這邊為了明確的表示是使用別人的專案，原本是想採用 git submodule 的方式建構的，但是考慮到若要對 natsort 專案做改動，勢必要 push 回去到原專案中，或者在當初 submodule init 時只能指定 fork 後的專案，但都相對的要麻煩許多。

不知道有什麼方式可以除了把有 reference 到的專案之相關訊息寫進 commit message 以外達到明確的使用到以及隨時跟新進度在別人的專案上。

MetalheadKen

這是練習撰寫清晰的 git commit messages 的好機會
:notes: jserv

接著把在排序中採用到的 strcmp 一律改成 strnatcmp

qtest.c

bool do_sort(int argc, char *argv[])
{
...
    for (list_ele_t *e = q->head; e && --cnt; e = e->next) {
        /* Ensure each element in ascending order */
        /* FIXME: add an option to specify sorting order */
        if (strnatcmp(e->value, e->next->value) > 0) {
            report(1, "ERROR: Not sorted in ascending order");
            ok = false;
            break;
...
}

queue.c

static list_ele_t *merge(list_ele_t *left, list_ele_t *right)
{
...
    if (strnatcmp(left->value, right->value) > 0) {
        dummy = right;
        right = right->next;
    } else {
...
    while (left && right) {
        if (strnatcmp(left->value, right->value) > 0) {
            curr->next = right;
            right = right->next;
        } else {
...
}

更改 Makefile，使其可以編譯 strnatcmp.c

Makefile

...
OBJS := qtest.o report.o console.o harness.o queue.o \
        random.o dudect/constant.o dudect/fixture.o dudect/ttest.o \
        natsort/strnatcmp.o
...

為了對現有的 natsort 做測試，增加新的 trace file

traces/trace-18-natsort.cmd

# Test operation of natural sort
option fail 0
option malloc 0
new
ih fred
ih pic2
ih pic100a
ih pic120
ih pic121
ih jane
ih tom
ih pic02a
ih pic3
ih pic4
ih 1-20
ih pic100
ih pic02000
sort

script/driver.py

--- a/scripts/driver.py
+++ b/scripts/driver.py
@@ -35,7 +35,8 @@ class Tracer:
         14: "trace-14-perf",
         15: "trace-15-perf",
         16: "trace-16-perf",
-        17: "trace-17-complexity"
+        17: "trace-17-complexity",
+        18: "trace-18-natsort"
     }
 
     traceProbs = {
@@ -55,10 +56,11 @@ class Tracer:
         14: "Trace-14",
         15: "Trace-15",
         16: "Trace-16",
-        17: "Trace-17"
+        17: "Trace-17",
+        18: "Trace-18"
     }
 
-    maxScores = [0, 6, 6, 6, 6, 5, 6, 6, 6, 6, 6, 6, 6, 6, 6, 6, 6, 5]
+    maxScores = [0, 6, 6, 6, 6, 5, 6, 6, 6, 6, 6, 6, 6, 6, 6, 6, 6, 5, 6]
 
     RED = '\033[91m'
     GREEN = '\033[92m'

對 trace-16-perf.cmd 採用到的 RAND 提供英文與數字的亂數排序，其實只要新增數字到 charset 就可以了

qtest.c

--- a/qtest.c
+++ b/qtest.c
@@ -60,7 +60,7 @@ static int string_length = MAXSTRING;
 
  #define MIN_RANDSTR_LEN 5
  #define MAX_RANDSTR_LEN 10
- static const char charset[] = "abcdefghijklmnopqrstuvwxyz";
+ static const char charset[] = "abcdefghijklmnopqrstuvwxyz0123456789";

執行 make test 後出現以下錯誤，依錯誤訊息可得知為超時

...
ERROR: Time limit exceeded.
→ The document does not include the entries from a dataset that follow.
PR #301, opened 2019-10-30
Feature/issue 253 amazonmq broker user password

tmcelhattan:
Adding custom rules and tests for issue #253 - AWS::AmazonMQ::Broker User Password property rules.


lib/cfn-nag/custom_rules/AmazonMQBrokerUserPasswordRule.rb
```diff
@@ -0,0 +1,40 @@
...
+
+  def rule_type
+    Violation::FAILING_VIOLATION
+  end
+
+  def rule_id
+    'F52'
+  end
+
+  def resource_type
```
erickascic: this method is unnecessary since this class doesn't derive from PasswordBaseRule

lib/cfn-nag/custom_rules/AmazonMQBrokerUserPasswordRule.rb
```diff
@@ -0,0 +1,40 @@
...
+    'AWS::AmazonMQ::Broker'
+  end
+
+  def audit_impl(cfn_model)
+    resources = cfn_model.resources_by_type('AWS::AmazonMQ::Broker')
+
+    violating_resources = resources.select do |resource|
+      violating_users = resource.users.select do |user|
+        insecure_parameter?(cfn_model, user['Password']) || \
```
erickascic: 1. break this logic out into a predicate.  the backslashes give me the willies, but aside from that a complex boolean like this deserves its own named method to lower CCM and improve readability

2. checking the nil.... i'm hemming and hawing over that.  cfn-model is the underlying gem that is supposed to parse and prepare things so that we don't have to do a lot of this checking in nag rules.  since this is a nested data structure though (User) we are stuck doing some of that work here.  i guess i'd suggest checking it's there before trying to reference it... but then if it's not there, just do nothing.

spec/custom_rules/AmazonMQBrokerUserPasswordRule_spec.rb
```diff
@@ -0,0 +1,101 @@
...
+      )
+      actual_logical_resource_ids =
+        AmazonMQBrokerUserPasswordRule.new.audit_impl cfn_model
+      expected_logical_resource_ids = %w[]
+
+      expect(actual_logical_resource_ids).to eq expected_logical_resource_ids
+    end
+  end
+
+  context 'AmazonMQBroker has password from Not Secure String in Systems Manager' do
```
erickascic: missing password is one of the contexts to capture for coverage

lib/cfn-nag/custom_rules/AmazonMQBrokerUserPasswordRule.rb
```diff
@@ -0,0 +1,40 @@
...
+        insecure_string_or_dynamic_reference?(cfn_model, user['Password']) || \
+        user['Password'].nil?
```
erickascic: actually.... can't you derive form PasswordBaseRule and use the subproperty behavior?  i'm not for sure on that

lib/cfn-nag/custom_rules/AmazonMQBrokerUserPasswordRule.rb
```diff
@@ -0,0 +1,67 @@
...
+
+  def check_user_property(user_property)
+    # Checks to make sure that the 'Users' property that is part of the 'AWS::AmazonMQ::Broker'
+    # resource exists and is defined.
+    if !user_property.nil?
+      true
+    end
+  end
+
+  def get_violating_users(cfn_model, resource)
```
erickascic: call this violating_users?  name the resource argument as"mq_broker

lib/cfn-nag/custom_rules/AmazonMQBrokerUserPasswordRule.rb
```diff
@@ -0,0 +1,67 @@
...
+        true
+      elsif user['Password'].nil?
+        true
+      end
+    else
+      true    
+    end
+  end
+
+  def check_user_property(user_property)
```
erickascic: i'd nuke this method.  the return values could be true or nil which is possibly confusing - but you can check the nil? inline where this is invoked imho

lib/cfn-nag/custom_rules/AmazonMQBrokerUserPasswordRule.rb
```diff
@@ -0,0 +1,67 @@
...
+
+  def rule_type
+    Violation::FAILING_VIOLATION
+  end
+
+  def rule_id
+    'F52'
+  end
+
+  def check_password_property(cfn_model, user)
```
erickascic: 'check' is a bit opaque as a term.  while i would never say comments are never necessary, imho writing them usually means something isn't obvious from the code itself.

user_has_insecure_password? is probably a better name

lib/cfn-nag/custom_rules/AmazonMQBrokerUserPasswordRule.rb
erickascic: make this private

lib/cfn-nag/custom_rules/AmazonMQBrokerUserPasswordRule.rb
erickascic: make this private

tmcelhattan:
@erickascic Made some additional refactors based on your comments:
1. Removed that `check_user_property` method
2. Renamed the methods to make what they perform more clear
3. Made those renamed class methods private.

Issue #308, opened 2019-11-15
missing access logging rule for AWS::ApiGatewayV2


pethers:
https://docs.aws.amazon.com/AWSCloudFormation/latest/UserGuide/aws-properties-apigatewayv2-stage-accesslogsettings.html

pethers:
Started but wip at https://github.com/pethers/cfn_nag/commit/3abd1241e81ba64ac5add3094cda7fde1b54e001

PR #312, opened 2019-11-22
ApiGateway V2 should have access logging configured

pethers:
https://github.com/stelligent/cfn_nag/issues/308


pethers:
New rule : ApiGateway V2 should have access logging configured

Issue #311, opened 2019-11-17
Missing access logging rule for AWS::ElasticLoadBalancingV2


pethers:

pethers:
Started but wip at https://github.com/pethers/cfn_nag/commit/3abd1241e81ba64ac5add3094cda7fde1b54e001

erickascic:
included in 0.4.51.

PR #313, opened 2019-11-22
Missing access logging rule for AWS::ElasticLoadBalancingV2

pethers:
https://github.com/stelligent/cfn_nag/issues/311


pethers:
New rule : Elastic Load Balancer V2 should have access logging enabled

pethers:
Updated the string compare to ignore case, don't think weak typing is used in the case of string compare.

https://docs.aws.amazon.com/AWSCloudFormation/latest/UserGuide/aws-properties-elasticloadbalancingv2-loadbalancer-loadbalancerattributes.html

access_logs.s3.enabled - Indicates whether access logs are enabled. The value is true or false. The default is false.

PR #319, opened 2019-12-04
Feature/create remaining password rules

phelewski:
Closes Issue #253 

This change request handles the remaining AWS Resource Properties that contain sensitive information, mainly passwords and secrets.

The list of rules that were created can be found in this comment box, https://github.com/stelligent/cfn_nag/issues/253#issue-463244821

The rules that were created utilized the password helpers to minimize duplicate code.
* A new password helper rule was created to work with sub property items that were in List form, `lib/cfn-nag/custom_rules/password_base_rule_sub_property_with_list.rb`. 
* The existing helper file, `lib/cfn-nag/custom_rules/password_base_rule.rb` was slightly tweaked to ensure that cfn_nag wouldn't fail when a property was defined in the rule, but not present in the CloudFormation Template itself.

A few already existing password rules were updated to use the new password helpers, these were:
* AWS::AmazonMQ::Broker.User Password
* AWS::IAM::User.LoginProfile Password
* AWS::OpsWorks::Stack.RdsDbInstance DbPassword

One of the remaining password properties didn't fit with the existing password helper rule without needing too much work to get it adjusted, if needed in the future this can be added with a new issue.
* AWS::ManagedBlockchain::Member.MemberFabricConfiguration AdminPassword


phelewski:
@erickascic I'll go and split up the PR into smaller per-service chunks. 

As for Amazon MQ Broker, I updated it to use `Users` since that is what the actual property name is, https://docs.aws.amazon.com/AWSCloudFormation/latest/UserGuide/aws-resource-amazonmq-broker.html#cfn-amazonmq-broker-users

PR #531, opened 2021-02-19
Fix rule cloudfront minimum protocol version to adjust for new policy

pethers:


pethers:
Similar to https://github.com/stelligent/cfn_nag/pull/496 , but since no known vulnerability exists in Tls1.2 yet I think is's better to keep the rule name.

pethers:
Can anyone please review this. @arothian

arothian (approved):

PR #545, opened 2021-04-14
Remove unneeded homebrew update

arothian:
As discussed in #267 , the gem uses `brew-gem` and the custom brew tap/formula does not need to be updated as part of the pipeline.


arothian:
Old formula cleanup in https://github.com/stelligent/homebrew-tap/pull/7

Either you are in an infinite loop, or your code is too inefficient
...

這是因為在 natsort 中所使用的 strnatcmp 比 glibc 所提供的 strcmp 的執行時間還要長的緣故。為了解決這個問題，這邊採用的方法為新增一個新的 command option time，藉由 option time <limit=1> 可以指定在這次測試中所會參考的 time limit。

qtest.c

static void console_init()
{
...
    add_param("fail", (void *) &fail_limit, sizeof(fail_limit),
              "Number of times allow queue operations to return false", NULL);
    add_param("time", (void *) &time_limit, sizeof(time_limit),
              "Maximum number of time limit", NULL);
}

為了要讓 time_limit 可以動態更改，必須把 time_limit 改為 global variable

harness.c

--- a/harness.c
+++ b/harness.c
@@ -52,7 +52,7 @@ static bool noallocate_mode = false;
  static bool error_occurred = false;
  static char *error_message = "";

- static int time_limit = 1;
+ int time_limit = 1;

  /*
   * Data for managing exceptions

harness.h

--- a/harness.c
+++ b/harness.c;
@@ -25,6 +25,9 @@ size_t allocation_check();
  /* Probability of malloc failing, expressed as percent */
  extern int fail_probability;

+ /* Amount of time limit */
+ extern int time_limit;
+ 
  /*
   * Set/unset cautious mode.
   * In this mode, makes extra sure any block to be freed is currently allocated.;

加入 option time 到會因為 natsort 的緣故而造成 Time limit exceeded 的 trace 中

traces/trace-15-perf.cmd

--- a/traces/trace-15-perf.cmd
+++ b/traces/trace-15-perf.cmd
@@ -1,6 +1,8 @@
  # Test performance of insert_tail, size, reverse, and sort
  option fail 0
  option malloc 0
+ # For test natural sort, we extend the amount of time limit
+ option time 3
  new
  ih dolphin 1000000
  it gerbil 1000000
...

Address Sanitizer

執行 make SANITIZER=1 test 後出現下列錯誤

...
# Test if q_insert_tail and q_size is constant time complexity   
=================================================================
==26442==ERROR: AddressSanitizer: global-buffer-overflow on address 0x55ba43b1e9c0 at pc 0x55ba4390f86e bp 0x7ffe34a65e40 sp 0x7ffe34a65e30
READ of size 4 at 0x55ba43b1e9c0 thread T0                       
    #0 0x55ba4390f86d in do_option_cmd /home/kendai/git/lab0-c/console.c:368
    #1 0x55ba4390e48a in interpret_cmda /home/kendai/git/lab0-c/console.c:220
    #2 0x55ba4390ee8e in interpret_cmd /home/kendai/git/lab0-c/console.c:243
    #3 0x55ba4390fb77 in cmd_select /home/kendai/git/lab0-c/console.c:569
    #4 0x55ba4390ff94 in run_console /home/kendai/git/lab0-c/console.c:628
    #5 0x55ba4390d0ad in main /home/kendai/git/lab0-c/qtest.c:772
    #6 0x7f0b512e6b96 in __libc_start_main (/lib/x86_64-linux-gnu/libc.so.6+0x21b96)
    #7 0x55ba4390a809 in _start (/home/kendai/git/lab0-c/qtest+0x6809)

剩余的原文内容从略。